PhD Thesis – Multiscale Modeling in Granular Flow

Abstract: Granular materials are common in everyday experience, but have long-resisted a complete theoretical description. Here, we consider the regime of slow, dense granular flow, for which there is no general model, representing a considerable hurdle to industry, where grains and powders must frequently be manipulated. Much of the complexity of modeling granular materials stems from the discreteness of the constituent particles, and a key theme of this work has been the connection of the microscopic particle motion to a bulk continuum description. This led to development of the “spot model”, which provides a microscopic mechanism for particle rearrangement in dense granular flow, by breaking down the motion into correlated group displacements on a mesoscopic length scale.
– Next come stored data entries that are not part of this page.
PR #1252, opened 2019-02-28
fix(typescript): Preserve props union type

eps1lon:
**What**:
- change `Omit` to be distributive over union types

**Why**:
- `withTheme` and `styled` loose union type informaton

**How**:
- use recommended pattern from https://github.com/Microsoft/TypeScript/issues/28339#issuecomment-467220238
- use `any` instead of `unknown` for backwards compatibility. If you don't support typescript 2.x we can use `unknown`

**Checklist**:

- [ ] Documentation N/A
- [x] Tests
- [ ] Code complete N/A

- typescript tests were also failing on `master`
- similar fix was accepted for `styled-components`:DefinitelyTyped/DefinitelyTyped#33061

### DIFF
--- a/packages/emotion-theming/types/helper.d.ts
+++ b/packages/emotion-theming/types/helper.d.ts
@@ -10,6 +10,6 @@ export type PropsOf<C extends React.ComponentType<any>> = C extends React.SFC<
         : never)
     : never
 
-export type Omit<T, U> = Pick<T, Exclude<keyof T, U>>
+export type Omit<T, U> = T extends any ? Pick<T, Exclude<keyof T, U>> : never
 export type AddOptionalTo<T, U> = Omit<T, U> &
   Partial<Pick<T, Extract<keyof T, U>>>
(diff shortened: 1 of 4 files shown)


packages/emotion-theming/types/helper.d.ts
```diff
@@ -10,6 +10,6 @@ export type PropsOf<C extends React.ComponentType<any>> = C extends React.SFC<
         : never)
     : never
 
-export type Omit<T, U> = Pick<T, Exclude<keyof T, U>>
+export type Omit<T, U> = T extends any ? Pick<T, Exclude<keyof T, U>> : never
```
mitchellhamilton: I'm not a ts user but in the recommended pattern you linked to, it says `T extends unknown` rather than `T extends any`, should it be using unknown or is there a reason for using any?

eps1lon: As far as I know `T extends any` would not evaluate to true for every type so `unknown` is safer. However for objects it should always be true. It is used since `unknown` was only released in typescript 3.0. If your types don't support 2.x we might as well go full in.

Also
> use any instead of unknown for backwards compatibility. If you don't support typescript 2.x we can use unknown

mitchellhamilton: Oops, didn't see that! I'd rather keep compatibility so I'm good with this.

The spot model can be used as the basis of a multiscale simulation technique which can accurately reproduce the flow in a large-scale discrete element simulation of granular drainage, at a fraction of the computational cost. In addition, the simulation can also successfully track microscopic packing signatures, making it one of the first models of a flowing random packing. To extend to situations other than drainage ultimately requires a treatment of material properties, such as stress and strain-rate, but these quantities are difficult to define in a granular packing, due to strong heterogeneities at the level of a single particle. However, they can be successfully interpreted at the mesoscopic spot scale, and this information can be used to directly test some commonly-used hypotheses in modeling granular materials, providing insight into formulating a general theory.

Thesis committee: Martin Z. Bazant, R. Ruben Rosales, Jean-Christophe Nave, Arshad Kudrolli.